## TASK DESCRIPTION
Search term "intentional": copy each line of the records that contains it.

## DATASET EXCERPTS
PR #2376, opened 2021-07-19
Drop Fedora 32, add Fedora 34 to builds

portante:


agent/containers/images/Makefile
```diff
@@ -198,8 +198,8 @@ centos-7-base.Dockerfile: Dockerfile.base.j2 epel-7-pbench.repo
 fedora-33-base.Dockerfile: Dockerfile.base.j2 fedora-33-pbench.repo
 	jinja2 Dockerfile.base.j2 -D pbench_repo_file=fedora-33-pbench.repo -D pkgmgr=dnf -D distro_image=fedora:33 -D distro_image_name="Fedora 33" -o $@
 
-fedora-32-base.Dockerfile: Dockerfile.base.j2 fedora-32-pbench.repo
-	jinja2 Dockerfile.base.j2 -D pbench_repo_file=fedora-32-pbench.repo -D pkgmgr=dnf -D distro_image=fedora:32 -D distro_image_name="Fedora 32" -o $@
+fedora-34-base.Dockerfile: Dockerfile.base.j2 fedora-34-pbench.repo
+	jinja2 Dockerfile.base.j2 -D pbench_repo_file=fedora-34-pbench.repo -D pkgmgr=dnf -D distro_image=fedora:34 -D distro_image_name="Fedora 34" -o $@
```
webbnh, line 202: Just a nit, but this changes the order of the Fedora targets from decreasing to increasing (while the Centos targets are still in decreasing order).

agent/containers/images/README.md
```diff
@@ -3,7 +3,7 @@
 Container image building requires both the `buildah` and `jinja2` CLI
 commands to be present.
 
-On Fedora 32 and later systems, use the following command to install the
+On Fedora 33 and later systems, use the following command to install the
```
webbnh, line 6: What about on Centos (and/or RHEL)?

webbnh (approved):
Just a couple of nits.

agent/containers/images/Makefile
portante: Was trying to reduce the amount of differences.

agent/containers/images/README.md
portante: What does the change from 32 to 33 mean for CentOS or RHEL?

dbutenhof (approved):

agent/containers/images/Makefile
webbnh: Understood, but, overall there are a small number of changes, and future readers will most likely be looking at the whole file rather than just the diffs.  And, in this case, the diffs appear (more or less) to be "this _line_ removed and this _line_ inserted", which would still be the case if you positioned them properly (and, it's not hard to see what the differences are within these two lines).

I almost wonder whether there shouldn't be a single "fedora" target using a pattern target form with the `33` or `34` just plugged in where it goes.  E.g., I think something like this would "just work":
```
fedora-%-base.Dockerfile: Dockerfile.base.j2 fedora-%-pbench.repo
	jinja2 Dockerfile.base.j2 -D pbench_repo_file=fedora-$*-pbench.repo -D pkgmgr=dnf -D distro_image=fedora:$* -D distro_image_name="Fedora $*" -o $@
```
although the value for `distro_image_name` might need some additional handling.

agent/containers/images/README.md
webbnh: The README discusses a number of points regarding Fedora.  At one spot, it also mentions CentOS.  It seems odd that it mentions CentOS there without calling it out in the other places that it mentions details for Fedora.  (I didn't notice _any_ references to RHEL, which did seem slightly odd.)

It seems worthwhile, while we were updating this document, for us to give it a full once-over, to make sure that it still says what we want it to say....

portante: Tracked in #2379.

agent/containers/images/Makefile
portante: Tracked in #2380.

PR #2377, opened 2021-07-19
Quick-n-Dirty bit-rot detection for tar balls

portante:
This is a quick capture of the current bit-rot detection that has been deployed as a stop-gap whilest backup-verification is off.

The first commit contains the originally deployed stop-gap, include a bug where empty or missing `.md5` files for `.tar.xz` files are not detected.

The second commit contains the fixes to address those problems and all the code-review feedback.

### DIFF
--- a/server/user/bitrot-detect
+++ b/server/user/bitrot-detect
@@ -18,18 +18,37 @@ mkdir -p ${WORKDIR}
 # Clean up previous run.
 rm -f ${WORKDIR}/tbs.md5-*
 
-find ${TARGETDIR}/ -maxdepth 1 -type d -printf '%P\n' | sort | while read ctrl; do
-    cat ${TARGETDIR}/${ctrl}/*.md5 2> /dev/null | while read hash file; do
-        echo "${hash} ${TARGETDIR}/${ctrl}/${file}"
+# We "find" all the controller directories and process them in alphabetical
+# order.
+find ${TARGETDIR} -maxdepth 1 -mindepth 1 -type d -printf '%P\n' | sort | while read ctrl; do
+    find ${TARGETDIR}/${ctrl} -maxdepth 1 -mindepth 1 -type f -name '*.tar.xz' | while read tb; do
+        # Detect empty tar balls
+        if [[ ! -s ${tb} ]]; then
+            printf -- "Empty tar ball found: %s\n" "${tb}" >&2
+            continue
+        fi
+        _md5=${tb}.md5
+        if [[ ! -f ${_md5} ]]; then
+            printf -- "MD5 file for tar ball missing: %s\n" "${tb}" >&2
+        elif [[ ! -s ${_md5} ]]; then
+            printf -- "Empty tar ball MD5 file found: %s\n" "${_md5}" >&2
+        else
+            # For each controller, we read all the .md5 file contents re-
+            # emitting those contents with a file name that contains the full
+            # path.
+            awk "{ print \$1, \"${TARGETDIR}/${ctrl}/\" \$2 }" ${_md5}
+        fi
     done
+    # All the output is captured into one file so that the requested
+    # concurrency can be provided below.
 done > ${WORKDIR}/tbs.md5 2> ${WORKDIR}/tbs.err
 
 cat ${WORKDIR}/tbs.err; echo ""
 
-# We use the `--number=r/N` form so that all the workers below will
-# chew through the list together in alphabetical order, and reduces
-# the possibility of one workre getting all the biggest tar balls to
-# process.
+# We use the `--number=r/N` form so that all the workers below will chew
+# through the list together in alphabetical order. This makes it convenient
+# for an observer to understand how far along the bit-rot detection process
+# has progressed.
 split --number=r/${NCPUS} ${WORKDIR}/tbs.md5 ${WORKDIR}/tbs.md5-
 
 for i in ${WORKDIR}/tbs.md5-*; do
--- a/server/user/bitrot-detect
+++ b/server/user/bitrot-detect
@@ -1,0 +1,44 @@
+#!/bin/bash
+
+NCPUS=${1}
+if [[ -z "${NCPUS}" ]]; then
+    echo "Missing number of CPUs to use" >&2
+    exit 1
+fi
+
+TARGETDIR=${2}
+if [[ -z "${TARGETDIR}" ]]; then
+    echo "Missing target directory argument" >&2
+    exit 1
+fi
+
+WORKDIR=/var/tmp/bitrot-detect
+mkdir -p ${WORKDIR}
+
+# Clean up previous run.
+rm -f ${WORKDIR}/tbs.md5-*
+
+find ${TARGETDIR}/ -maxdepth 1 -type d -printf '%P\n' | sort | while read ctrl; do
+    cat ${TARGETDIR}/${ctrl}/*.md5 2> /dev/null | while read hash file; do
+        echo "${hash} ${TARGETDIR}/${ctrl}/${file}"
+    done
+done > ${WORKDIR}/tbs.md5 2> ${WORKDIR}/tbs.err
+
+cat ${WORKDIR}/tbs.err; echo ""
+
+# We use the `--number=r/N` form so that all the workers below will
+# chew through the list together in alphabetical order, and reduces
+# the possibility of one workre getting all the biggest tar balls to
+# process.
+split --number=r/${NCPUS} ${WORKDIR}/tbs.md5 ${WORKDIR}/tbs.md5-
+
+for i in ${WORKDIR}/tbs.md5-*; do
+    md5sum --check ${i} > ${i}.out 2> ${i}.err &
+done
+wait
+
+cat ${WORKDIR}/tbs.md5-*.err; echo ""
+
+grep -v "OK" ${WORKDIR}/tbs.md5-*.out
+
+exit 0
--- a/server/user/bitrot-detect.service
+++ b/server/user/bitrot-detect.service
@@ -1,0 +1,10 @@
+[Unit]
+Description=the bit-rot detection script
+Wants=bitrot-detect.timer
+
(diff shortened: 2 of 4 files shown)


server/user/bitrot-detect
```diff
@@ -0,0 +1,44 @@
...
+fi
+
+WORKDIR=/var/tmp/bitrot-detect
+mkdir -p ${WORKDIR}
+
+# Clean up previous run.
+rm -f ${WORKDIR}/tbs.md5-*
+
+find ${TARGETDIR}/ -maxdepth 1 -type d -printf '%P\n' | sort | while read ctrl; do
+    cat ${TARGETDIR}/${ctrl}/*.md5 2> /dev/null | while read hash file; do
```
dbutenhof, line 22: If you're collecting loop error output to `${WORKDIR}/tbs.err`, why throw away any `cat` errors here? It looks like you're really only collecting errors on the `read` and `echo` commands, which seems unlikely to be all that interesting?

server/user/bitrot-detect
```diff
@@ -0,0 +1,44 @@
...
+        echo "${hash} ${TARGETDIR}/${ctrl}/${file}"
+    done
+done > ${WORKDIR}/tbs.md5 2> ${WORKDIR}/tbs.err
+
+cat ${WORKDIR}/tbs.err; echo ""
+
+# We use the `--number=r/N` form so that all the workers below will
+# chew through the list together in alphabetical order, and reduces
+# the possibility of one workre getting all the biggest tar balls to
```
dbutenhof, line 31: `s/workre/worker`

And since you're sorting by filename, not by size, doesn't seem the order has any meaningful correlation to size: whether the splits or sequential or round-robin, the _size_ distribution is really random.

(Although I suppose that's not entirely true, since you'll be throwing the tarballs for "unnamed but well known users who typically generate enormous tarballs" across your workers... but if that's the point, maybe explaining that directly would make more sense of this.)

server/user/bitrot-detect
```diff
@@ -0,0 +1,44 @@
...
+mkdir -p ${WORKDIR}
+
+# Clean up previous run.
+rm -f ${WORKDIR}/tbs.md5-*
+
+find ${TARGETDIR}/ -maxdepth 1 -type d -printf '%P\n' | sort | while read ctrl; do
+    cat ${TARGETDIR}/${ctrl}/*.md5 2> /dev/null | while read hash file; do
+        echo "${hash} ${TARGETDIR}/${ctrl}/${file}"
+    done
+done > ${WORKDIR}/tbs.md5 2> ${WORKDIR}/tbs.err
```
webbnh, line 25: Alternatively, perhaps something like this:
```
# Find, within the list of immediate subdirectories of the target directory, all files
# ending in ".md5"; transcribe their contents, replacing the filename with the full
# path (of the MD5 file minus the ".md5" extension, to the output; sort the output
# by path.
find $(find ${TARGETDIR} -maxdepth 1 -type d) \
    -maxdepth 1 -type f -name "*.md5" \
    -exec awk '{ sub(".md5", "", FILENAME); print $1, FILENAME }' {} \+ \
    2> ${WORKDIR}/tbs.err | sort -k2,2 >${WORKDIR}/tbs.md5
```

server/user/bitrot-detect
```diff
@@ -0,0 +1,44 @@
...
+
+cat ${WORKDIR}/tbs.err; echo ""
```
webbnh, line 27: You shouldn't need the empty argument to `echo` (it will produce the newline without it).

Ditto line 40.

webbnh: (And, if you're interested, I think there's a way to incorporate the `cat` into the previous command using `tee`, but it's a little bit woo-woo.... 😉)

server/user/bitrot-detect
webbnh: We _could_ of course sort the tarballs by **size** and distribute them round-robin....

webbnh (approved):
Other than the `systemctl` descriptions (and the typo that Dave beat me to 😉), it looks OK to me.  I offered a few suggestions.

server/user/bitrot-detect
portante: Bad comment.  Reworded the comment to match the code and the intention of the code.

server/user/bitrot-detect.service
```diff
@@ -0,0 +1,10 @@
+[Unit]
+Description=the bit-rot detection script
```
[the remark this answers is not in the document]
portante: Actually, those descriptions are emitted by systemd when you use `systemctl --user status bitrot-detect[.timer]`.  The were crafted so that output made sense.

server/user/bitrot-detect
```diff
@@ -0,0 +1,44 @@
...
+WORKDIR=/var/tmp/bitrot-detect
+mkdir -p ${WORKDIR}
+
+# Clean up previous run.
+rm -f ${WORKDIR}/tbs.md5-*
+
+find ${TARGETDIR}/ -maxdepth 1 -type d -printf '%P\n' | sort | while read ctrl; do
+    cat ${TARGETDIR}/${ctrl}/*.md5 2> /dev/null | while read hash file; do
+        echo "${hash} ${TARGETDIR}/${ctrl}/${file}"
+    done
```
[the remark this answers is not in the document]
portante: Thanks for checking, but in this case I find the more verbose logic here easier to follow than `sed` or `awk`.

server/user/bitrot-detect
portante: See the latest code which adds some additional checks.

server/user/bitrot-detect
portante: Agreed, though I left the empty string there to indicate it was intentional.

server/user/bitrot-detect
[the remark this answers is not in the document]
portante: Okay, after trying this out with the new empty file detection, I used a modified version of that `awk` command.  Thanks!

dbutenhof (dismissed):
Good addition. Makes me wonder suddenly why you did this in `bash` rather than `Python`; but `find` is pretty well optimized for the basic guts of this algorithm.

ndokos (dismissed):

server/user/bitrot-detect
webbnh: I might actually be convinced to use `printf` in this particular case:
```
cat ${WORKDIR}/tbs.err | xargs -0 printf -- "%s\n"
```
😉

webbnh:
> Good addition. Makes me wonder suddenly why you did this in `bash` rather than `Python`; but `find` is pretty well optimized for the basic guts of this algorithm.

Python offers [os.walk()](https://docs.python.org/3/library/os.html#os.walk) which should provide the `find(1)` capabilities, and then we're off to the races!  🙂

server/user/bitrot-detect
```diff
@@ -0,0 +1,66 @@
...
+WORKDIR=/var/tmp/bitrot-detect
+mkdir -p ${WORKDIR}
+
+# Clean up previous run.
+rm -f ${WORKDIR}/tbs.md5-*
+
+# We "find" all the controller directories and process them in alphabetical
+# order.
+find ${TARGETDIR}/ -maxdepth 1 -mindepth 1 -type d -printf '%P\n' | sort | while read ctrl; do
+    find ${TARGETDIR}/${ctrl} -type f -name '*.tar.xz' | while read tb; do
```
webbnh, line 24: At line 23, you don't need the trailing slash on `${TARGETDIR}/`, and providing it will ensure that `ctrl` ends in a slash, which means that the argument to `find` at line 24` will have a double slash before the final component (and, I believe that that will result in `tb` containing a doubled slash as well...I don't recall).  Not that any of this matters functionally in this case, but there are times when it's annoying, and it's easily avoided.

webbnh: Note that if `${TARGETDIR}/${ctrl}` contains any subdirectories, the `find` at line 24 will descend into them looking for tarballs...is this intentional?  If not, it would be worth adding the `-maxdepth 1` (and presumably `-mindepth 1`, as well) to the invocation.

server/user/bitrot-detect
```diff
@@ -0,0 +1,66 @@
...
+        if [[ ! -s ${tb} ]]; then
+            printf -- "Empty tar ball found: %s\n" "${tb}" >&2
+        fi
+        _md5=${tb}.md5
+        # Detect missing .md5 files
+        if [[ ! -f ${_md5} ]]; then
+            printf -- "MD5 file for tar ball missing: %s\n" "${tb}" >&2
+        else
+            # Detect empty .md5 files
+            if [[ ! -s ${_md5} ]]; then
```
webbnh, line 35: This would be a good spot for an `elif`.

webbnh (dismissed):
Looks fine.  Just two nits for polishing and a suggestion.

server/user/bitrot-detect
ndokos: I don't get trailing slashes on subdirs:

```
$ find /srv/pbench/archive/fs-version-001/  -maxdepth 1 -mindepth 1 -type d -printf '%P\n'
a
b
c
```

ndokos: There are only two levels under a controller directory,  and the second levels should not have anything but symlinks, but limiting the `find` is a good thing, particularly after what we saw last month.

ndokos (approved):

server/user/bitrot-detect
webbnh: > I don't get trailing slashes on subdirs

Ah!  That would be the `-printf` -- I'm unaccustomed to that.

> There are only two levels under a controller directory

There are only _supposed_ to be....  I'm a fan of adding resilience and robustness when it doesn't cost too much.  🙂

portante: Applied comments.

webbnh (approved):
GTG

ndokos (approved):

## THE ANSWER
portante: Agreed, though I left the empty string there to indicate it was intentional.
webbnh: Note that if `${TARGETDIR}/${ctrl}` contains any subdirectories, the `find` at line 24 will descend into them looking for tarballs...is this intentional?  If not, it would be worth adding the `-maxdepth 1` (and presumably `-mindepth 1`, as well) to the invocation.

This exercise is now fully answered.